The fossil bone has a `.^(14)C` : `.^(12)C` ratio, which is `[(1)/(16)]` of that in a living animal bone. If the half -life of `.^(14)C` is `5730` years, then the age of the fossil bone is :

To find the age of the fossil bone based on the given ratio of carbon isotopes and the half-life of carbon-14, we can follow these steps: ### Step-by-step Solution: 1. **Understanding the Ratio**: - The ratio of \( ^{14}C \) to \( ^{12}C \) in the fossil bone is given as \( \frac{1}{16} \) of that in a living animal bone. - Let’s denote the initial amount of \( ^{14}C \) in a living animal bone as \( N_0 \). Therefore, in the fossil bone, the amount of \( ^{14}C \) is \( \frac{N_0}{16} \). 2. **Using the Half-life Formula**: - The relationship between the remaining quantity of a radioactive substance and its half-life can be expressed as: \[ N = N_0 \left( \frac{1}{2} \right)^n \] - Here, \( N \) is the remaining quantity, \( N_0 \) is the initial quantity, and \( n \) is the number of half-lives that have passed. 3. **Setting Up the Equation**: - From the information given, we can set up the equation: \[ \frac{N_0}{16} = N_0 \left( \frac{1}{2} \right)^n \] - Dividing both sides by \( N_0 \) (assuming \( N_0 \neq 0 \)): \[ \frac{1}{16} = \left( \frac{1}{2} \right)^n \] 4. **Expressing \( \frac{1}{16} \) as a Power of 2**: - We know that \( \frac{1}{16} = \frac{1}{2^4} \).

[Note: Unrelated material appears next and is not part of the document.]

PR #898, opened 2019-03-13
(BOLT-1170) Fixing crashes caused by large file uploads during apply() blocks

nmaludy:
### Background

Details are in the JIRA ticket: https://tickets.puppetlabs.com/browse/BOLT-1170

Thus, we can rewrite the equation as: \[ \frac{1}{2^4} = \left( \frac{1}{2} \right)^n \] - This implies that: \[ n = 4 \] 5. **Calculating the Age of the Fossil**: - The age of the fossil can be calculated using the formula: \[ \text{Age} = n \times \text{half-life} \] - Given that the half-life of \( ^{14}C \) is \( 5730 \) years, we can substitute the values: \[ \text{Age} = 4 \times 5730 = 22920 \text{ years} \] ### Final Answer: The age of the fossil bone is **22920 years**.